- **Data shown**
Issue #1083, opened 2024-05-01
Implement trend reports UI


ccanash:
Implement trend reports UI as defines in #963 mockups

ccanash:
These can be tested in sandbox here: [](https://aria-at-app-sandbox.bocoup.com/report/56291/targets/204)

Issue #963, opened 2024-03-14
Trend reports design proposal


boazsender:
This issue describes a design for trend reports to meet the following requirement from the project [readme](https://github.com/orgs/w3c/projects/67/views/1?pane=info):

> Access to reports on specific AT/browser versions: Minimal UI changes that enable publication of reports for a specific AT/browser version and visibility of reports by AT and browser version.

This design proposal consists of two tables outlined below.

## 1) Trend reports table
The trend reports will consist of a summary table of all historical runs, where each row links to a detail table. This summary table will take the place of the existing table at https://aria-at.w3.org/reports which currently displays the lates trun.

--

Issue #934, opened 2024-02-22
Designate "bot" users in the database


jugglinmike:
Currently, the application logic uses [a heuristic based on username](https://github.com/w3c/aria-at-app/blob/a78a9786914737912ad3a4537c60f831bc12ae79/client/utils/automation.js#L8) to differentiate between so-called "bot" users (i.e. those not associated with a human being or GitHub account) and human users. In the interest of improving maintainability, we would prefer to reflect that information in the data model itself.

- **Requirement**
In the entries above, find every line holding the word "opened" and copy it out.

- **Exercise answer**
Issue #1083, opened 2024-05-01
Issue #963, opened 2024-03-14
Issue #934, opened 2024-02-22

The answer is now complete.